Der zweite Preis ging an Benjamin Bonzelet für diesen Barschrank in Ziricote. Bild: Michael Thalken/Eifeler Presse Agentur/epa
Der zweite Platz ging an Benjamin Bonzelet vom Ausbildungsbetrieb Schreinerei Züll aus Mechernich. Der Barschrank in Ziricote, ein hartes mittelamerikanisches Tropenholz, das man mehr aus dem Musikinstrumentenbau kennt, hatte es nicht nur in sich, sondern auch unter sich. Denn das dunkle Möbel stand auf einem hellen Sockel, den die Jury als „mutig“ bezeichnete. Gelobt wurde die außerordentliche, herausragende Verarbeitung.
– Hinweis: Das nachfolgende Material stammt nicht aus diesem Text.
PR #1090, opened 2017-09-19
[RFC] Use the PageModel instead of direct SQL queries in button callbacks

agoat:
This PR handles the optimisation of button callbacks mentioned in #1089.

Is there a reason why all the button callbacks don't use Models??
Because if we will do, the amount of SQL Queries will drop from 415 to around 210 in the article view of the official contao demo page. 

Currently every rendered article row will call the buttons callbacks which itself will make the same SQL Query to the tl_page table for every page (around 6 queries per article). 

When the `\PageModel` is used, the Result is cached.

### DIFF
--- a/src/Resources/contao/dca/tl_article.php
+++ b/src/Resources/contao/dca/tl_article.php
@@ -720,9 +720,7 @@ class tl_article extends Backend
 	 */
 	public function editArticle($row, $href, $label, $title, $icon, $attributes)
 	{
-		$objPage = $this->Database->prepare("SELECT * FROM tl_page WHERE id=?")
-								  ->limit(1)
-								  ->execute($row['pid']);
+		$objPage = \PageModel::findById($row['pid']);
 
 		return $this->User->isAllowed(BackendUser::CAN_EDIT_ARTICLES, $objPage->row()) ? '<a href="'.$this->addToUrl($href.'&amp;id='.$row['id']).'" title="'.StringUtil::specialchars($title).'"'.$attributes.'>'.Image::getHtml($icon, $label).'</a> ' : Image::getHtml(preg_replace('/\.svg$/i', '_.svg', $icon)).' ';
 	}
@@ -747,9 +745,7 @@ class tl_article extends Backend
 			return Image::getHtml(preg_replace('/\.svg$/i', '_.svg', $icon)).' ';
 		}
 
-		$objPage = $this->Database->prepare("SELECT * FROM tl_page WHERE id=?")
-								  ->limit(1)
-								  ->execute($row['pid']);
+		$objPage = \PageModel::findById($row['pid']);
 
 		return $this->User->isAllowed(BackendUser::CAN_EDIT_ARTICLES, $objPage->row()) ? '<a href="'.$this->addToUrl($href.'&amp;id='.$row['id']).'" title="'.StringUtil::specialchars($title).'"'.$attributes.'>'.Image::getHtml($icon, $label).'</a> ' : Image::getHtml(preg_replace('/\.svg$/i', '_.svg', $icon)).' ';
 	}
@@ -775,9 +771,7 @@ class tl_article extends Backend
 			return '';
 		}
 
-		$objPage = $this->Database->prepare("SELECT * FROM tl_page WHERE id=?")
-								  ->limit(1)
-								  ->execute($row['pid']);
+		$objPage = \PageModel::findById($row['pid']);
 
 		return $this->User->isAllowed(BackendUser::CAN_EDIT_ARTICLE_HIERARCHY, $objPage->row()) ? '<a href="'.$this->addToUrl($href.'&amp;id='.$row['id']).'" title="'.StringUtil::specialchars($title).'"'.$attributes.'>'.Image::getHtml($icon, $label).'</a> ' : Image::getHtml(preg_replace('/\.svg$/i', '_.svg', $icon)).' ';
 	}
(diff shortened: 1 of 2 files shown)


Toflar:
There is no reason and this is an excellent PR, thank you very much!

src/Resources/contao/dca/tl_page.php
```diff
@@ -1433,11 +1433,9 @@ public function copyPageWithSubpages($row, $href, $label, $title, $icon, $attrib
 			return '';
 		}
 
-		$objSubpages = $this->Database->prepare("SELECT * FROM tl_page WHERE pid=?")
-									  ->limit(1)
-									  ->execute($row['id']);
+		$objSubpages = \PageModel::findByPid($row['id'], array('limit'=>1));
```
aschempp: You could actually use `countBy` here, because we only need to know if there are subpages.

agoat: But then it's not read from the model registry and an extra sql query is executed (see [Model.php](https://github.com/contao/core-bundle/blob/master/src/Resources/contao/library/Contao/Model.php#L1158)).

aschempp: Well it does not read from the registry this way either... `findByPid` is not cacheable, and nothing is cacheable if you use options.

agoat: You're totally right. It's only read from registry if a model is requested by it's id.

But one question is left: Is there a (measurable) difference in performance, when setting a limit of one or query all child records and count them? 

I don't think so. The amount of data from the sql server is negligible unless someone have a thousand sub pages. So I'm fine with using `countBy`. Looks more logic.

agoat: Changed to the `countByPid` method in b89e33070b3e137bdbfcc1929050b2bd27f5a3b5

src/Resources/contao/dca/tl_article.php
```diff
@@ -720,9 +720,7 @@ public function getArticleTemplates()
 	 */
 	public function editArticle($row, $href, $label, $title, $icon, $attributes)
 	{
-		$objPage = $this->Database->prepare("SELECT * FROM tl_page WHERE id=?")
-								  ->limit(1)
-								  ->execute($row['pid']);
+		$objPage = \PageModel::findById($row['pid']);
```
leofeyer: The namespace prefix is not necessary here.

src/Resources/contao/dca/tl_page.php
```diff
@@ -1433,11 +1433,9 @@ public function copyPageWithSubpages($row, $href, $label, $title, $icon, $attrib
 			return '';
 		}
 
-		$objSubpages = $this->Database->prepare("SELECT * FROM tl_page WHERE pid=?")
-									  ->limit(1)
-									  ->execute($row['id']);
+		$subPages = \PageModel::countByPid($row['id']);
 
-		return ($objSubpages->numRows && $this->User->hasAccess($row['type'], 'alpty') && $this->User->isAllowed(BackendUser::CAN_EDIT_PAGE_HIERARCHY, $row)) ? '<a href="'.$this->addToUrl($href.'&amp;id='.$row['id']).'" title="'.StringUtil::specialchars($title).'"'.$attributes.'>'.Image::getHtml($icon, $label).'</a> ' : Image::getHtml(preg_replace('/\.svg$/i', '_.svg', $icon)).' ';
+		return ($subPages && $this->User->hasAccess($row['type'], 'alpty') && $this->User->isAllowed(BackendUser::CAN_EDIT_PAGE_HIERARCHY, $row)) ? '<a href="'.$this->addToUrl($href.'&amp;id='.$row['id']).'" title="'.StringUtil::specialchars($title).'"'.$attributes.'>'.Image::getHtml($icon, $label).'</a> ' : Image::getHtml(preg_replace('/\.svg$/i', '_.svg', $icon)).' ';
```
leofeyer: This should probably be `$subPages !== null`.

src/Resources/contao/dca/tl_page.php
```diff
@@ -1485,9 +1483,7 @@ public function pastePage(DataContainer $dc, $row, $table, $cr, $arrClipboard=nu
 		// Prevent adding non-root pages on top-level
 		if (Input::get('mode') != 'create' && $row['pid'] == 0)
 		{
-			$objPage = $this->Database->prepare("SELECT * FROM " . $table . " WHERE id=?")
-									  ->limit(1)
-									  ->execute(Input::get('id'));
+			$objPage = \PageModel::findById(Input::get('id'));
```
leofeyer: This is wrong. You have to use the model that corresponds to `$table`.

src/Resources/contao/dca/tl_page.php
```diff
@@ -1512,12 +1508,10 @@ public function pastePage(DataContainer $dc, $row, $table, $cr, $arrClipboard=nu
 				}
 			}
 
-			$objPage = $this->Database->prepare("SELECT * FROM " . $table . " WHERE id=?")
-									  ->limit(1)
-									  ->execute($row['pid']);
+			$objPage = \PageModel::findById($row['pid']);
```
leofeyer: Same here.

src/Resources/contao/dca/tl_page.php
```diff
@@ -1433,11 +1433,9 @@ public function copyPageWithSubpages($row, $href, $label, $title, $icon, $attrib
 			return '';
 		}
 
-		$objSubpages = $this->Database->prepare("SELECT * FROM tl_page WHERE pid=?")
-									  ->limit(1)
-									  ->execute($row['id']);
+		$subPages = \PageModel::countByPid($row['id']);
```
leofeyer: This has no effect. If you want to reuse the existing model, you have to use `findByPid()` here.

leofeyer:
Implemented in 57e2b6f3cde10cc04bb78d6ebf3923b60ee8f0dd. Thank you @agoat for analyzing this and pointing me in the right direction.

agoat:
You're welcome. 
Sorry, I didn't have time to look at this PR again. However, you know the core code better anyway and have found even more optimizations. Perfect.

PR #1094, opened 2017-09-20
[RTM] Allow to register hooks listeners as tagged services

dmolineus:
Since https://github.com/contao/core-bundle/pull/376 it's possible to use services for hooks. This is a great step to using services within Contao.

This PR completes this step by allowing to register hooks as services without using the `config.php`. You don't have to manage your hook registration at two places anymore.

```yaml

services:
  my.custom.hook_listener:
    class: 'My\Custom\Hook\Listener'
    tags:
      - { name: 'contao.hook', hook: 'parseTemplate', method: 'onParseTemplate'}
      - { name: 'contao.hook', hook: 'initializeSystem', method: 'onInitializeSystem', before: true}
```

I'm aware of the above mentioned PR discussed it before and this feature wasn't added because of lack of control the position of the hook.

To gain more control of the position it's possible to set the `before` attribute so that the hook is registered before the legacy hooks. If you really need more control, well, just use the globals.

To keep backward compatibility the registered hooks are added to the `$GLOBALS['TL_HOOKS']` array.

### DIFF
--- a/src/DependencyInjection/Compiler/RegisterHooksPass.php
+++ b/src/DependencyInjection/Compiler/RegisterHooksPass.php
@@ -1,0 +1,86 @@
+<?php
+
+declare(strict_types=1);
+
+/*
+ * This file is part of Contao.
+ *
+ * Copyright (c) 2005-2017 Leo Feyer
+ *
+ * @license LGPL-3.0+
+ */
+
+namespace Contao\CoreBundle\DependencyInjection\Compiler;
+
+use Symfony\Component\Config\Definition\Exception\InvalidConfigurationException;
+use Symfony\Component\DependencyInjection\Compiler\CompilerPassInterface;
+use Symfony\Component\DependencyInjection\ContainerBuilder;
+
+/**
+ * Find hook services and store them in an parameter.
+ *
+ * @author David Molineus <https://github.com/dmolineus>
+ */
+class RegisterHooksPass implements CompilerPassInterface
+{
+    /**
+     * {@inheritdoc}
+     */
+    public function process(ContainerBuilder $container)
+    {
+        $serviceIds = $container->findTaggedServiceIds('contao.hook');
+        $before     = [];
+        $after      = [];
+
+        foreach ($serviceIds as $serviceId => $tags) {
+            foreach ($tags as $attributes) {
+                $this->guardRequiredAttributesExist($serviceId, $attributes);
+
+                if (!empty($attributes['before'])) {
+                    if (!isset($before[$attributes['hook']])) {
+                        $before[$attributes['hook']] = [];
+                    }
+
+                    $before[$attributes['hook']][] = [$serviceId, $attributes['method']];
+                } else {
+                    if (!isset($after[$attributes['hook']])) {
+                        $after[$attributes['hook']] = [];
+                    }
+
+                    $after[$attributes['hook']][] = [$serviceId, $attributes['method']];
+                }
+            }
+        }
+
+        if ($before) {
+            $container->setParameter('contao.hook_listeners.before', $before);
+        }
+
+        if ($after) {
+            $container->setParameter('contao.hook_listeners.after', $after);
+        }
+    }
+
+    /**
+     * Guard that required attributes (hook and method) are defined.
+     *
+     * @param string $serviceId  Service id.
+     * @param array  $attributes Tag attributes.
+     *
+     * @throws InvalidConfigurationException When an attribute is missing.
+     */
+    private function guardRequiredAttributesExist(string $serviceId, array $attributes): void
+    {
+        if (!isset($attributes['hook'])) {
+            throw new InvalidConfigurationException(
+                sprintf('Missing hook attribute in tagged hook service with service id "%s"', $serviceId)
+            );
+        }
+
+        if (!isset($attributes['method'])) {
+            throw new InvalidConfigurationException(
+                sprintf('Missing method attribute in tagged hook service with service id "%s"', $serviceId)
+            );
+        }
+    }
+}
--- a/src/DependencyInjection/Compiler/RegisterHooksPass.php
+++ b/src/DependencyInjection/Compiler/RegisterHooksPass.php
@@ -28,6 +28,10 @@ class RegisterHooksPass implements CompilerPassInterface
      */
     public function process(ContainerBuilder $container)
     {
+        if (!$container->hasDefinition('contao.framework')) {
+            return;
+        }
+
         $serviceIds = $container->findTaggedServiceIds('contao.hook');
         $hooks      = [];
 
@@ -48,7 +52,8 @@ class RegisterHooksPass implements CompilerPassInterface
                 krsort($hooks[$hook]);
             }
 
-            $container->setParameter('contao.hook_listeners', $hooks);
+            $definition = $container->getDefinition('contao.framework');
+            $definition->setArgument(6, $hooks);
         }
     }
 
--- a/src/DependencyInjection/Compiler/RegisterHooksPass.php
+++ b/src/DependencyInjection/Compiler/RegisterHooksPass.php
@@ -16,40 +16,34 @@ use Symfony\Component\Config\Definition\Exception\InvalidConfigurationException;
 use Symfony\Component\DependencyInjection\Compiler\CompilerPassInterface;
 use Symfony\Component\DependencyInjection\ContainerBuilder;
 
-/**
- * Find hook services and store them in an parameter.
- *
- * @author David Molineus <https://github.com/dmolineus>
- */
 class RegisterHooksPass implements CompilerPassInterface
 {
     /**
      * {@inheritdoc}
      */
-    public function process(ContainerBuilder $container)
+    public function process(ContainerBuilder $container): void
     {
         if (!$container->hasDefinition('contao.framework')) {
             return;
         }
 
         $serviceIds = $container->findTaggedServiceIds('contao.hook');
-        $hooks      = [];
+        $hooks = [];
 
         foreach ($serviceIds as $serviceId => $tags) {
             foreach ($tags as $attributes) {
-                $this->guardRequiredAttributesExist($serviceId, $attributes);
+                $this->checkRequiredAttributes($serviceId, $attributes);
 
                 $priority = (int) ($attributes['priority'] ?? 0);
-                $hook     = $attributes['hook'];
+                $hook = $attributes['hook'];
 
                 $hooks[$hook][$priority][] = [$serviceId, $attributes['method']];
             }
         }
 
-        if (count($hooks) > 0) {
-            // Apply priority sorting.
+        if (\count($hooks) > 0) {
             foreach (array_keys($hooks) as $hook) {
-                krsort($hooks[$hook]);
+                krsort($hooks[$hook]); // order by priority
             }
 
             $definition = $container->getDefinition('contao.framework');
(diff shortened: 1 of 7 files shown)


aschempp:
I very much like this idea! Even thought we agreed not to "improve" the "old" stuff, this will be helpful a lot. However, I would suggest two changes:

 1. Use priorities for the hooks. We can simply take the existing hook array keys as their internal priority (reversed). This way we will follow Symfony standards.
 2. The setup handling should not be done in the framework class, but using an event listener on the `initializeSystem` hook (which obviously needs to be registered using the old style ^^). Unfortunately, that would mean `initializeSystem` hooks are not taggable, but I can't see any other good solution.

leofeyer:
> Use priorities for the hooks.

+1

> The setup handling should not be done in the framework class

Since it is part of initializing the Contao 3 framework, it would be ok for me (not ideal of course).

dmolineus:
> Use priorities for the hooks. We can simply take the existing hook array keys as their internal priority (reversed). This way we will follow Symfony standards.

I thought about it, but wasn't sure how to handle the legacy hooks. To confirm if I got it right:

Given are registered hooks in `$GLOBALS['TL_HOOKS']` and I want to add my hook at a specific position:

```php
<?php
$GLOBALS['TL_HOOKS']['parseTemplate'] = [
  ['Foo', 'onParseTemplate'],
  ['Bar', 'onParseTemplate'],
  ['Baz', 'onParseTemplate'],
];
```
So your suggest is, that the `Foo` listener is handled as priority `2`, `Bar` as priority `1` and `Baz` ans priority `0`. To if I want to be at first position I have to use priority `4`. Did I understand you correctly?

What I dislike here that you never know how many hooks are registered. Symfony standard doesn't depend on the number of listeners as well. I suggest handle all legacy hooks as priority `0` instead.

Toflar:
Cool, I like the idea, well done @dmolineus!

aschempp:
I would agree with the priority 0, but I see issues here. The legacy order is important, because extensions are loaded after each other and might depend on it. So we need to make sure the legacy order stays the same. The most simple solution will be to `array_reverse` the old hooks and then use the keys as priorities.

aschempp:
Regarding initialization in the framework class, let's just make sure we agree on this once and for all, because @Toflar used the hook in the new *module as controller* pull request to merge legacy with new stuff. Everything should go into the framework class then, and that'll make it huge…

dmolineus:
> I would agree with the priority 0, but I see issues here. The legacy order is important, because extensions are loaded after each other and might depend on it. So we need to make sure the legacy order stays the same. The most simple solution will be to array_reverse the old hooks and then use the keys as priorities.

I would solve it this way:
 - Priority > 0 will be added before the legacy hooks depending on the priority
 - Now the legacy hooks are added in the ordered they are added
 - Priority = 0 comes after the legacy hooks
 - Priority < 0 comes after that

Another solution could be to to load the legacy hooks and hooks with priority null for each bundle at the same time. So the order would be:
 - Priority > 0 will be added before the legacy hooks depending on the priority
 - Bundle A legacy hooks
 - Bundle A hook listeners with priority 0
 - Bundle B legacy hooks
 - Bundle B hook listeners with priority 0
 - ...
 - Priority < 0 comes after that

dmolineus:
> Regarding initialization in the framework class, let's just make sure we agree on this once and for all, because @Toflar used the hook in the new module as controller pull request to merge legacy with new stuff. Everything should go into the framework class then, and that'll make it huge…

Maybe adding an event which is triggered before the initialization hook would allow to handle such tasks as the module as controller feature or the hook listener registration.

Toflar:
> let's just make sure we agree on this once and for all

Agree on what?

leofeyer:
> Regarding initialization in the framework class, let's just make sure we agree on this once and for all, because @Toflar used the hook in the new *module as controller* pull request to merge legacy with new stuff. Everything should go into the framework class then, and that'll make it huge…

He means "agree on not putting everything into the framework class and use listeners/hooks instead". Although this is a special case IMO, because of

> Unfortunately, that would mean `initializeSystem` hooks are not taggable, but I can't see any other good solution.

aschempp:
I would still prefer to call an explicit event listener manually instead of having everything in the framework class…

Regarding the priority 0, I'm not sure if the order of hooks inside one priority is kept when sorting them by priority?

dmolineus:
I reworked the hook registration using the priority attribute. I've chosen this strategy.

Priority > 0 will be added before the legacy hooks depending on the priority
Now the legacy hooks are added in the ordered they are added
Priority = 0 comes after the legacy hooks
Priority < 0 comes after that

Hooks with same priority will keep their internal order.

src/DependencyInjection/Compiler/RegisterHooksPass.php
```diff
@@ -0,0 +1,75 @@
...
+    public function process(ContainerBuilder $container)
+    {
+        $serviceIds = $container->findTaggedServiceIds('contao.hook');
+        $hooks      = [];
+
+        foreach ($serviceIds as $serviceId => $tags) {
+            foreach ($tags as $attributes) {
+                $this->guardRequiredAttributesExist($serviceId, $attributes);
+
+                $priority = $attributes['priority'] ?? 0;
```
aschempp: You should probably int-cast this for safety reasons.

src/DependencyInjection/Compiler/RegisterHooksPass.php
```diff
@@ -0,0 +1,75 @@
...
+                $hook     = $attributes['hook'];
+
+                $hooks[$hook][$priority][] = [$serviceId, $attributes['method']];
+            }
+        }
+
+        if (count($hooks) > 0) {
+            // Apply priority sorting.
+            krsort($hooks);
```
aschempp: are you sure this works? Because it sorts on the key of the hook name, not the priority? Also, you might want to use the `\SplPriorityQueue` which is exactly meant for this.

src/DependencyInjection/Compiler/RegisterHooksPass.php
```diff
@@ -0,0 +1,75 @@
...
+
+            $container->setParameter('contao.hook_listeners', $hooks);
```
aschempp: The hooks should not be registered as a parameter that is *always available*, but we should use dependency injection for it. That means something like `$container->getDefinition('contao.framework')->setArgument(6, $hooks)`.

src/Framework/ContaoFramework.php
```diff
@@ -476,4 +477,34 @@ private function canSkipTokenCheck(): bool
...
+     */
+    private function buildHookGlobals(): void
+    {
+        if ($this->container->hasParameter('contao.hook_listeners')) {
+            $config = (array) $this->container->getParameter('contao.hook_listeners');
+
+            foreach ($config as $hookName => $priorities) {
+                $hooks = [];
+
+                foreach ($priorities as $priority => $listeners) {
```
aschempp: I think this can be simplified to something like this:

```php
if (isset($GLOBALS['TL_HOOKS'][$hookName])) {
    if (isset($priorities[0]) {
        $priorities[0] = array_merge($GLOBALS['TL_HOOKS'][$hookName], $priorities[0]);
    } else {
        $priorities[0] = $GLOBALS['TL_HOOKS'][$hookName];
    }
}

$GLOBALS['TL_HOOKS'][$hookName] = array_merge_recursive($priorities);
```

src/DependencyInjection/Compiler/RegisterHooksPass.php
dmolineus: Done in ec49f63.

src/DependencyInjection/Compiler/RegisterHooksPass.php
dmolineus: Actually I was because I craeted unit tests for it. But I had a closer look. It didn't work. `assertEquals` does not detect order of keys which I thought it would (and which I was used to do by PHPSpec which I actually prefer).

Fixed it in 802350f. Just used simple arrays as Symfony does the same in the event dispatcher.

src/DependencyInjection/Compiler/RegisterHooksPass.php
dmolineus: Implemented in 728799e.

src/Framework/ContaoFramework.php
dmolineus: No, because array_merge_recursive would merge like this:

```php
$arrayA = ['foo','bar'];
$arrayB = ['baz'];

// would create [['foo', 'baz'], 'bar]
$merged = array_merge_recursive($arrayA, $arrayB);
```

Toflar:
I would have a use case just now again :) Looking forward to this!

aschempp:
I just looked into this again. Came up with the idea whether it might be clever to actually use a Symfony EventDispatcher for hooks? Meaning that for every hook service in the container, we register a closure that calls the eventDispatcher with a [GenericEvent](http://api.symfony.com/3.3/Symfony/Component/EventDispatcher/GenericEvent.html) ?

This way we could actually migrate from our hooks to real events. The only disadvantage would be that we can't have priorities mixed with the existing ones. Legacy hooks always come before or after the event dispatcher.

dmolineus:
> I just looked into this again. Came up with the idea whether it might be clever to actually use a Symfony EventDispatcher for hooks? Meaning that for every hook service in the container, we register a closure that calls the eventDispatcher with a GenericEvent ?

What would be the benefit of using a GenericEvent instead of named events for it as prepared in https://github.com/contao/core-bundle/pull/204? (Ingoring the initial work which has to be done to create it).

Toflar:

Bonzelet habe mit seiner Arbeit „den Zeitgeist getroffen“. Ganz nebenbei ist der junge Mann auch Innungsbester, weshalb er bei der nächsten Lehrlingslossprechung nochmals geehrt wird.
Für diese Werkbank in massiver Buche landete Robin Schnichels auf Platz drei. Bild: Michael Thalken/Eifeler Presse Agentur/epa
Auf Platz drei landete Robin Schnichels vom Ausbildungsbetrieb Schreinerei Prasmo in Blankenheim. Er schuf eine Werkbank in massiver Buche, an welcher der Jury vor allem die „verrückte Kombination eines Funktionsgegenstandes mit möbelgestalterischen Eigenschaften“ gefiel. Die tolle, klar und ausdruckstark umgesetzte Idee dieser Werkbank dürfte bestimmt auch die konkrete Grundlage für weitere schöne Einfälle von Robin Schnichels sein.
Michael Worms erhielt für dieses Bett in rustikaler Eiche eine Belobigung. Bild: Michael Thalken/Eifeler Presse Agentur/epa
Für sein Bett in rustikaler Eiche, das derzeit im BC am Kirchplatz für manchen Kundenscherz sorgt, erhielt Michael Worms vom Ausbildungsbetrieb Helmut Peetz in Kall eine Belobigung. Die schöne Materialauswahl, die optische und haptische Abgrenzung der Materialien und die cleveren Details wie zum Beispiel zwei USB-Anschlüsse am Kopfende stießen bei der Jury auf Gefallen.
Für diesen freihängenden Sekretär von Stefan Steg sprach die Jury ebenfalls eine Belobigung aus. Bild: Michael Thalken/Eifeler Presse Agentur/epa
Eine weitere Belobigung ging an Stefan Steg aus der Schreinerei Hellenthal. Sein freihängender Sekretär überzeugte die Jury durch seine schlichte Eleganz und seine pfiffige Funktionalität.